(PROBLEM STATEMENT): Scan the data below and copy each line where "think" occurs.

(THE INPUT):
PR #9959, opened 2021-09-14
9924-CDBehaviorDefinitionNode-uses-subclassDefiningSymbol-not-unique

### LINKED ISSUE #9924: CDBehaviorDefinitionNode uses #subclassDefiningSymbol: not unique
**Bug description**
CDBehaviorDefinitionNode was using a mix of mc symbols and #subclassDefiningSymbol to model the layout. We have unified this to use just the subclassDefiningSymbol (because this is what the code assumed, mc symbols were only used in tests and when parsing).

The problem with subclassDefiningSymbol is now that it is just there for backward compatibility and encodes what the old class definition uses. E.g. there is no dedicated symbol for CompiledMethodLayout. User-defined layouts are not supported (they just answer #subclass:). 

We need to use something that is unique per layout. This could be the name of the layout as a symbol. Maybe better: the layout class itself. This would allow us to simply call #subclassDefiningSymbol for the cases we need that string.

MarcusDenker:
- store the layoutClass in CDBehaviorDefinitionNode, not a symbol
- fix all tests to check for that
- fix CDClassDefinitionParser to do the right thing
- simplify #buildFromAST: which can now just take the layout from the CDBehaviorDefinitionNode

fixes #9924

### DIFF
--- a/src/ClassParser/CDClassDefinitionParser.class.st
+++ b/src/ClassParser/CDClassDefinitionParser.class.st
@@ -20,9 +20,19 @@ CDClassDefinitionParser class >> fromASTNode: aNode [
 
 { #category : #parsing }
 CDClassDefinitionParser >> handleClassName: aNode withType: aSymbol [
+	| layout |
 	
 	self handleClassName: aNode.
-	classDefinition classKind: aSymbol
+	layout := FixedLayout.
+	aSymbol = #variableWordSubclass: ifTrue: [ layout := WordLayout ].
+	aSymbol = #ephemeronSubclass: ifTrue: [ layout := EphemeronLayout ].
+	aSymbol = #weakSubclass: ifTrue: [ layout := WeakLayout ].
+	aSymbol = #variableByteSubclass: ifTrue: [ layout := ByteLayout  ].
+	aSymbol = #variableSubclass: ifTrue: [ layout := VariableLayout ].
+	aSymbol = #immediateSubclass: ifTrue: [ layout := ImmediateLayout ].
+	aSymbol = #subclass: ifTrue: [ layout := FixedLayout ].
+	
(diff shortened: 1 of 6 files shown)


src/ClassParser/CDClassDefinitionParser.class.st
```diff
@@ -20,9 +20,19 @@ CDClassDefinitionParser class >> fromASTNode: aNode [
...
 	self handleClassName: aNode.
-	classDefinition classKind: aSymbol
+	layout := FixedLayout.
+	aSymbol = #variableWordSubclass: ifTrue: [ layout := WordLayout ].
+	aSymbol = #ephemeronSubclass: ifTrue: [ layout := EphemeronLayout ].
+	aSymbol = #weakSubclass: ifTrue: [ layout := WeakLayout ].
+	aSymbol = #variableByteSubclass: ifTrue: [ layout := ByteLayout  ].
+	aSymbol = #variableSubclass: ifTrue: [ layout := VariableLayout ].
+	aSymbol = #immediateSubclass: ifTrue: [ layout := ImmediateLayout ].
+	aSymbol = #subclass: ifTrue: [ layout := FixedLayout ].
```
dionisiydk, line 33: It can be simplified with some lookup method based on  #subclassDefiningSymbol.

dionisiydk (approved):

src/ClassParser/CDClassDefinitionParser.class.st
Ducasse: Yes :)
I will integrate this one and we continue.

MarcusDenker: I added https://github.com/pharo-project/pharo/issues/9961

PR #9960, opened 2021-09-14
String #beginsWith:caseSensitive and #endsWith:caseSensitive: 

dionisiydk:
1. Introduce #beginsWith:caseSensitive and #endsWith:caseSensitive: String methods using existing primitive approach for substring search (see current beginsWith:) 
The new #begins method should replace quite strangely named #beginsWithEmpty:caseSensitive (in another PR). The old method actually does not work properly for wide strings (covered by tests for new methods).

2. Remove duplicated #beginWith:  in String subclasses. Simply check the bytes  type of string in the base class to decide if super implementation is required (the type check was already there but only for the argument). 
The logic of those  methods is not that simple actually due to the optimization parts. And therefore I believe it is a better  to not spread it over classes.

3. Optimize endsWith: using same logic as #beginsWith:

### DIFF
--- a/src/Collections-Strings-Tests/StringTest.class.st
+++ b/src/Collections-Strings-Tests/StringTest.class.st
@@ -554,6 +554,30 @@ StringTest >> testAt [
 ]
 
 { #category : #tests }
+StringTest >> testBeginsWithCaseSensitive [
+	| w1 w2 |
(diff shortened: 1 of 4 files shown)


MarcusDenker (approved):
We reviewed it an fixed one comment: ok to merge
==
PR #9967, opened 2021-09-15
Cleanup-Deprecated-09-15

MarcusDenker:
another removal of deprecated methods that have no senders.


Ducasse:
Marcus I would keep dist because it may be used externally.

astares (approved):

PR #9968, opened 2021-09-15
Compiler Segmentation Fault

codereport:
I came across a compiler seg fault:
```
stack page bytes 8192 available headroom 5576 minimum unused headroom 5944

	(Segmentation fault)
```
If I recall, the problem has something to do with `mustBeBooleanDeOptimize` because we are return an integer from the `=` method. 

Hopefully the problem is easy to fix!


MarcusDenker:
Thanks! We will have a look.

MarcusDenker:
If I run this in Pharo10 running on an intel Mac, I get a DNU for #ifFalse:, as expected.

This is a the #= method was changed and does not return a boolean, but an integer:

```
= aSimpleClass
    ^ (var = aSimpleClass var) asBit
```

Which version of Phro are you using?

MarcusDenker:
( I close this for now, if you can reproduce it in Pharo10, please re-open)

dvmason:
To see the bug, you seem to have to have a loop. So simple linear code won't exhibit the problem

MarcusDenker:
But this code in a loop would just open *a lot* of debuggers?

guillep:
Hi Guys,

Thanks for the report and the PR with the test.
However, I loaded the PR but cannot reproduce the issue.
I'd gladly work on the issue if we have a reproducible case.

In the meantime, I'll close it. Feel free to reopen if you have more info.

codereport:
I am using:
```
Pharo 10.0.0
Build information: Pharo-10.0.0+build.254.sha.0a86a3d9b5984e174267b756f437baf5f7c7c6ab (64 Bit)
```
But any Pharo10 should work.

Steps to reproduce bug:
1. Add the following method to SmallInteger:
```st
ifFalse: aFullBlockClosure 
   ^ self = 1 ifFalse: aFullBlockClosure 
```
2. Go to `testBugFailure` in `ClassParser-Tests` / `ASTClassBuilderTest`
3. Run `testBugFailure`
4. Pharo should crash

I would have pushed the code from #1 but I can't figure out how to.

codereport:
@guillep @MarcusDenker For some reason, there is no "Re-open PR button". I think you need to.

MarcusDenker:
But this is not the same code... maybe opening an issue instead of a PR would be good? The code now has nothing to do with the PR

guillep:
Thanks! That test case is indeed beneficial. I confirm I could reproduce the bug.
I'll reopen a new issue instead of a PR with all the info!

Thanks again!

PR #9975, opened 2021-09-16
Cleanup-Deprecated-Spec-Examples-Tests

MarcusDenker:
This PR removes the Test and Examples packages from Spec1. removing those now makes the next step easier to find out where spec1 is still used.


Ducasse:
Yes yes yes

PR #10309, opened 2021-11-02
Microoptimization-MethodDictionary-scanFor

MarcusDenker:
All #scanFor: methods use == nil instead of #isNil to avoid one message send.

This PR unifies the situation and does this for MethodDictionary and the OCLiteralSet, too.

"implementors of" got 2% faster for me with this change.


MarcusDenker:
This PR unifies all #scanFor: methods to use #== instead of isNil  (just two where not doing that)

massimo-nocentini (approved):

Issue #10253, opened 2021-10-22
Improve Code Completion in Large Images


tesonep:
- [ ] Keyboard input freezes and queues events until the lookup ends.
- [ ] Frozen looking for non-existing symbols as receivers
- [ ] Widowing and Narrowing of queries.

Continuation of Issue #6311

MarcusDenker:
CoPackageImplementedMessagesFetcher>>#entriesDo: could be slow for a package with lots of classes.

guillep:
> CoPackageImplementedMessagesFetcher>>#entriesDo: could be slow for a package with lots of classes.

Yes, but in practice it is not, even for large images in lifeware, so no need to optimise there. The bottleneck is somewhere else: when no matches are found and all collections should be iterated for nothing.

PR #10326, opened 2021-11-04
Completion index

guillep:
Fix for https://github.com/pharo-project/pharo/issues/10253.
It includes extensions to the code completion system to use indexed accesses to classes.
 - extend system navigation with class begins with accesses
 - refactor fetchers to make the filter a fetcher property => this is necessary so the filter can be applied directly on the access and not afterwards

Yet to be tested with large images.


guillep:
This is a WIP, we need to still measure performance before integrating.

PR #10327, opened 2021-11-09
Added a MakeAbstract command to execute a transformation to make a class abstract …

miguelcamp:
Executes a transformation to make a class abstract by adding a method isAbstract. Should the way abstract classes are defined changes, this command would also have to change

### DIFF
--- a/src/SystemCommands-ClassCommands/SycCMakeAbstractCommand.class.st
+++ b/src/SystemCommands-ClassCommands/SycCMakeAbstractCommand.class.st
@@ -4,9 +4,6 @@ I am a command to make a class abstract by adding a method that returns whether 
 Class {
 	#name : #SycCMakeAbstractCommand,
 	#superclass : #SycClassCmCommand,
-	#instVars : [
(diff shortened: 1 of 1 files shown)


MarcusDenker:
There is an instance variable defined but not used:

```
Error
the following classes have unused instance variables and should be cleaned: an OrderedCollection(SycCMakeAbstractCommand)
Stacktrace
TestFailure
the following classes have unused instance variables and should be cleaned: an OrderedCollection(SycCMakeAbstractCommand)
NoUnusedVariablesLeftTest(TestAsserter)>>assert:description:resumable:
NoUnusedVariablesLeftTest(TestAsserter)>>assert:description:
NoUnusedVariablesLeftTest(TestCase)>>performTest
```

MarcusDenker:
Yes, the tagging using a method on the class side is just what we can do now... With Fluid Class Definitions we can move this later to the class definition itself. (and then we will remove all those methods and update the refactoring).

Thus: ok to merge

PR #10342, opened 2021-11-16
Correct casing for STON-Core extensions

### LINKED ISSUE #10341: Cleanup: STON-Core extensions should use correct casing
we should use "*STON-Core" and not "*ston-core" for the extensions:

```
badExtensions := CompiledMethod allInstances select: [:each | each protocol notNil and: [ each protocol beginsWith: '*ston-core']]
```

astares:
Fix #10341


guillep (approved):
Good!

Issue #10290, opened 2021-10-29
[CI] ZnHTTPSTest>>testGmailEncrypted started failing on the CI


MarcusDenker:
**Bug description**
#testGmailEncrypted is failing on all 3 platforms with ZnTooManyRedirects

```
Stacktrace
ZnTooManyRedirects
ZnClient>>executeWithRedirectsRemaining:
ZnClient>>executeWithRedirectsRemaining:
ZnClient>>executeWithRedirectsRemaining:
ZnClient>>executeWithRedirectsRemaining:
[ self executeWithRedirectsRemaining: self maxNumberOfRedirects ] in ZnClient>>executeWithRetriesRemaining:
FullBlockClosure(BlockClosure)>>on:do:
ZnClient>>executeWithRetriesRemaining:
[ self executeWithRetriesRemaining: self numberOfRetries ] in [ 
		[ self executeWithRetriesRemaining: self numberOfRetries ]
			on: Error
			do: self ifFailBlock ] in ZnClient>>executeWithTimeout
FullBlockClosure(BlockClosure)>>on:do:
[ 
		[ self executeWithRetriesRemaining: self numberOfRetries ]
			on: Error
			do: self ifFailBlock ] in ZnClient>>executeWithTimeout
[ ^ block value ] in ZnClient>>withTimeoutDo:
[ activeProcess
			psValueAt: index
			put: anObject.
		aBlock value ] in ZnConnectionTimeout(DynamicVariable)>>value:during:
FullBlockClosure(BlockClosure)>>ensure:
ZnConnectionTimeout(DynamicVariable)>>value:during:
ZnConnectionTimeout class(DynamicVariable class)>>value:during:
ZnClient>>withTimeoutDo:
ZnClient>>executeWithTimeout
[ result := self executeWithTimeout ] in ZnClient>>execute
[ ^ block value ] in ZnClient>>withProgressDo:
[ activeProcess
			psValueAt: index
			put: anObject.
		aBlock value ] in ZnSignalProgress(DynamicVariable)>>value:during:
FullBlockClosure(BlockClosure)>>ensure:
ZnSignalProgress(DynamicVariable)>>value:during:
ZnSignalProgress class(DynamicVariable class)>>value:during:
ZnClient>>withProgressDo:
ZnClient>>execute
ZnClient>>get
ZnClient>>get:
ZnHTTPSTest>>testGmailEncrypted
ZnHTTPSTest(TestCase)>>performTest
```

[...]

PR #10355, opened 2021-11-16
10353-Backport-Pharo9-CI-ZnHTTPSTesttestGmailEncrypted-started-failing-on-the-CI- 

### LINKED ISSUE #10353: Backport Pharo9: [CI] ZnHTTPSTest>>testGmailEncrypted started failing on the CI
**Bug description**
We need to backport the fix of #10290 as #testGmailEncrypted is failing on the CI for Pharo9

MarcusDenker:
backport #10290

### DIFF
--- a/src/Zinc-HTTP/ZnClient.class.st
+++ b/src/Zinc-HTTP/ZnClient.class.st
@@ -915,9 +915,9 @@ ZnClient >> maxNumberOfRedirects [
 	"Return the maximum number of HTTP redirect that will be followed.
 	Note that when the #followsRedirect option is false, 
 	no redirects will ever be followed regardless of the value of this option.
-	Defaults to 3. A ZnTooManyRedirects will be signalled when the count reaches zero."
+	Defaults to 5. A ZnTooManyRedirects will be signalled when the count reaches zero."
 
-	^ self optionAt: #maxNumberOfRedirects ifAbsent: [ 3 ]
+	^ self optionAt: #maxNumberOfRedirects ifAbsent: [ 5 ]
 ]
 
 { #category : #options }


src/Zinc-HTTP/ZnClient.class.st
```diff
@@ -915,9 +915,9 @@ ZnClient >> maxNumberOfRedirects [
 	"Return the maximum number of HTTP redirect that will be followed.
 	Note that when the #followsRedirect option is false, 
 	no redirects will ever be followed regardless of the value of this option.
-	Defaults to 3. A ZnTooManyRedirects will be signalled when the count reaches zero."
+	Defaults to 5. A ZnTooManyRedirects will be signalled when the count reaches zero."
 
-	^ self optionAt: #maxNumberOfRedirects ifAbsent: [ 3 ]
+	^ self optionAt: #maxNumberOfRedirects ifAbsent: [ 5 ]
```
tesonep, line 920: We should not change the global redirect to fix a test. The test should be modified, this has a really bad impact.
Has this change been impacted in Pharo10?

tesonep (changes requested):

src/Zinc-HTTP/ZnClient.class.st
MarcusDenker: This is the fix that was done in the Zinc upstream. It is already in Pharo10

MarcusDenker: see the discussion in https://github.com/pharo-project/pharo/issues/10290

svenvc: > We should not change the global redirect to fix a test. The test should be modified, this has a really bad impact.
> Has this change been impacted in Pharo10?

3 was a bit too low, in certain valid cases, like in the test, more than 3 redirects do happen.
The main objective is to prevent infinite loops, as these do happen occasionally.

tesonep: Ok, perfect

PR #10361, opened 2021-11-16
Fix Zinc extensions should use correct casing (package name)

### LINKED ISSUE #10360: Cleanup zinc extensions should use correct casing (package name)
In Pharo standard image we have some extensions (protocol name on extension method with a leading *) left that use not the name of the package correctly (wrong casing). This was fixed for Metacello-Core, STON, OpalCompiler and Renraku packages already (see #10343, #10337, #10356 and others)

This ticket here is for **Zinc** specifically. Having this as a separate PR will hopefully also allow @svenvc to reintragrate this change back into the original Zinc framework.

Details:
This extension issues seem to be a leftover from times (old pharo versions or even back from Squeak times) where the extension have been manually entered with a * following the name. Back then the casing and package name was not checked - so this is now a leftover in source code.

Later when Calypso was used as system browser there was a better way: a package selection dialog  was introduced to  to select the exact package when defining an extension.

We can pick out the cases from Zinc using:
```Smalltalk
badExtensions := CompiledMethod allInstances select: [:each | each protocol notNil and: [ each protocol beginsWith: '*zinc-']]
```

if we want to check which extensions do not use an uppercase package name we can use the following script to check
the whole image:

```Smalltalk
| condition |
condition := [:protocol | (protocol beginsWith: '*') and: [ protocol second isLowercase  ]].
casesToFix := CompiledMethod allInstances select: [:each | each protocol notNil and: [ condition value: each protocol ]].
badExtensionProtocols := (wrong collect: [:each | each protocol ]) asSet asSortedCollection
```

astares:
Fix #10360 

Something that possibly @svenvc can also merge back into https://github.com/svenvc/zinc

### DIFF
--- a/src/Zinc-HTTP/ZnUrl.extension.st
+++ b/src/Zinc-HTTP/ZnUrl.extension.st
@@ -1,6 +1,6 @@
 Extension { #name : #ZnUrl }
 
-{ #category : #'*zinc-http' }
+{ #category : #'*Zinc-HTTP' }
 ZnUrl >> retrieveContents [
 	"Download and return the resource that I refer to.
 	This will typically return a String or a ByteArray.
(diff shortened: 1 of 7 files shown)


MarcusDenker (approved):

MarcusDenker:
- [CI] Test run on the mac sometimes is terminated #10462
...
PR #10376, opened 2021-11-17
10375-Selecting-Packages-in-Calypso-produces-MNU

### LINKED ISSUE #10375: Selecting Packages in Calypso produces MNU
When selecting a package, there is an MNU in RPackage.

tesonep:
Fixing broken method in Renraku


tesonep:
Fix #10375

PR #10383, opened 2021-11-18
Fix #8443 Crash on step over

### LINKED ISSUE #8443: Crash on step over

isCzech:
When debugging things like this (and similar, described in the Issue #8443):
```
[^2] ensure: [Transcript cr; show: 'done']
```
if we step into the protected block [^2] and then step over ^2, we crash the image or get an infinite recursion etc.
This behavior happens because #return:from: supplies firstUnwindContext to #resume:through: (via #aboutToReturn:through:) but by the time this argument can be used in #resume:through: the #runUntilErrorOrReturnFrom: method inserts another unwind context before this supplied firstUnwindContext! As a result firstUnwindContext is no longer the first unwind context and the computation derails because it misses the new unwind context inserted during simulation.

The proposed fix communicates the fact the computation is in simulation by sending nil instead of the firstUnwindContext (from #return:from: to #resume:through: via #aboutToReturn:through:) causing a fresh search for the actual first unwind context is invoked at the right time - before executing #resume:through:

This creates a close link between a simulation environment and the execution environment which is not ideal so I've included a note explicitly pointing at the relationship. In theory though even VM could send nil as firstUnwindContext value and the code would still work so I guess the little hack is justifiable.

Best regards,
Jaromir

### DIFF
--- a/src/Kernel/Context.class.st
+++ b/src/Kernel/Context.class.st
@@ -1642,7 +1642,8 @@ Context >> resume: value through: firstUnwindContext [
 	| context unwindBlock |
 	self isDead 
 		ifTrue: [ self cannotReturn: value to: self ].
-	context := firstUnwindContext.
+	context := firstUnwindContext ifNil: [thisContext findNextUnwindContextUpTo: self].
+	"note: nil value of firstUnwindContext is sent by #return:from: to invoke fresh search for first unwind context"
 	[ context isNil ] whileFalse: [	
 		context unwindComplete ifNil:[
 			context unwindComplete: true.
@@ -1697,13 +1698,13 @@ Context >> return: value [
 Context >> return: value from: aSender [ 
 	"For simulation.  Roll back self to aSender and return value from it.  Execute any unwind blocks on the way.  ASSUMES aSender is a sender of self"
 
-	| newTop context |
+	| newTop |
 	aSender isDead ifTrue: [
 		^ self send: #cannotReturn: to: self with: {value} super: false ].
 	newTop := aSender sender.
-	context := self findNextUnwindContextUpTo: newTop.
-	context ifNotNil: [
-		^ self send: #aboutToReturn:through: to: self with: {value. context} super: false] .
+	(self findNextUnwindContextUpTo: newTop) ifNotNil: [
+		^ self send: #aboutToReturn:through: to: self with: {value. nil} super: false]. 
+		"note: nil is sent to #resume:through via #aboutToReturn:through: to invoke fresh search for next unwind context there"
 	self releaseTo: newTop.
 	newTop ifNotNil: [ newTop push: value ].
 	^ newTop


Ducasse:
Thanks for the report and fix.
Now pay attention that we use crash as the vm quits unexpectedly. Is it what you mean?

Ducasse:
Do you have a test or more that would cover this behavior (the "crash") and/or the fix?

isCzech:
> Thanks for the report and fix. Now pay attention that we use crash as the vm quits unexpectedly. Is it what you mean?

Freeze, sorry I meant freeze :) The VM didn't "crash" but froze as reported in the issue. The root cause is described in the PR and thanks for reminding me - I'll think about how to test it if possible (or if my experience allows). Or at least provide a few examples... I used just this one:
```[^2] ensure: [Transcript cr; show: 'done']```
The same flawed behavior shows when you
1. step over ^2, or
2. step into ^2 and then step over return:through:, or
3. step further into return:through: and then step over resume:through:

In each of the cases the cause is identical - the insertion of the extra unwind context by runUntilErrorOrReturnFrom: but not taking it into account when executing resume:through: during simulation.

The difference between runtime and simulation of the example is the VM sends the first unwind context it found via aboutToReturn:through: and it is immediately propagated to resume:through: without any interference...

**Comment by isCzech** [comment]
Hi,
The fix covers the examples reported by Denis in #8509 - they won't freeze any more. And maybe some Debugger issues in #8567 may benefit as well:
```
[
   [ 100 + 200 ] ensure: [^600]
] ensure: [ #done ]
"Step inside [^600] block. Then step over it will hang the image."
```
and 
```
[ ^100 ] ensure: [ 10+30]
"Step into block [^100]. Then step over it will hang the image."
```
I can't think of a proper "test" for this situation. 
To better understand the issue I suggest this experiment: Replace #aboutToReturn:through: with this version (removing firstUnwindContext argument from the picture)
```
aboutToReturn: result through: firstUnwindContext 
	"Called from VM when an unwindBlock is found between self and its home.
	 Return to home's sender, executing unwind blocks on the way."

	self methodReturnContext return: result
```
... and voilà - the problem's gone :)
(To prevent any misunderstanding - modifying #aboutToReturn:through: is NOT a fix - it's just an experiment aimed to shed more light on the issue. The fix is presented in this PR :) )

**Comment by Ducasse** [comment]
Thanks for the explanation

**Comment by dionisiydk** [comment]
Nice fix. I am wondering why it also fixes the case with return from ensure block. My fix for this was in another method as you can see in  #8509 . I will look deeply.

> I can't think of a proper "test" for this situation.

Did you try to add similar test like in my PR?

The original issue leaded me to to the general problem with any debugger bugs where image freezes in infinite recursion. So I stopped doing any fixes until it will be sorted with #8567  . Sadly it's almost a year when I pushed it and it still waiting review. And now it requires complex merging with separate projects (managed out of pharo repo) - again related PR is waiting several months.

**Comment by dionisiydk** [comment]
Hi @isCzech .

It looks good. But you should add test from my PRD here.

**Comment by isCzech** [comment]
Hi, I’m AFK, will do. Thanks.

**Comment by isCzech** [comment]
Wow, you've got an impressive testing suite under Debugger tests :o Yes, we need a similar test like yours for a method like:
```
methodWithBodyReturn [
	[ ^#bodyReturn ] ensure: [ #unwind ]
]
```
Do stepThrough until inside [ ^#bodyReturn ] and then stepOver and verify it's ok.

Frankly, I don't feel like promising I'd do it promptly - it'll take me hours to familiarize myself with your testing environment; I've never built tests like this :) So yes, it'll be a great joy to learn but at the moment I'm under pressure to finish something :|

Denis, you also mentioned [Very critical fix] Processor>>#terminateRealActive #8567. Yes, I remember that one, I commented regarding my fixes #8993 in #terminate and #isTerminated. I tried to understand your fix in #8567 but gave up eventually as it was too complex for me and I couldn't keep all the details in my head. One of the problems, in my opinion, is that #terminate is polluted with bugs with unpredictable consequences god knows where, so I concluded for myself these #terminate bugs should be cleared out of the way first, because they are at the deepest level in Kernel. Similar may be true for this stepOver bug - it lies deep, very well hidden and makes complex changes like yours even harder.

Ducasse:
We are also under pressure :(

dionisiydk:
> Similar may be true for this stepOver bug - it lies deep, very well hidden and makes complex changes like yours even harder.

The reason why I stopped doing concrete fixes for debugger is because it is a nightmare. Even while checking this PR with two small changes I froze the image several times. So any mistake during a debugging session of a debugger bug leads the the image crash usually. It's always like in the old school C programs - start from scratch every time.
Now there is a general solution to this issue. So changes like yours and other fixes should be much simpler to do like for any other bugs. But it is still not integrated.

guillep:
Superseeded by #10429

(COMPLETED EXERCISE):
@guillep @MarcusDenker For some reason, there is no "Re-open PR button". I think you need to.
Freeze, sorry I meant freeze :) The VM didn't "crash" but froze as reported in the issue. The root cause is described in the PR and thanks for reminding me - I'll think about how to test it if possible (or if my experience allows). Or at least provide a few examples... I used just this one:
I can't think of a proper "test" for this situation. 
> I can't think of a proper "test" for this situation.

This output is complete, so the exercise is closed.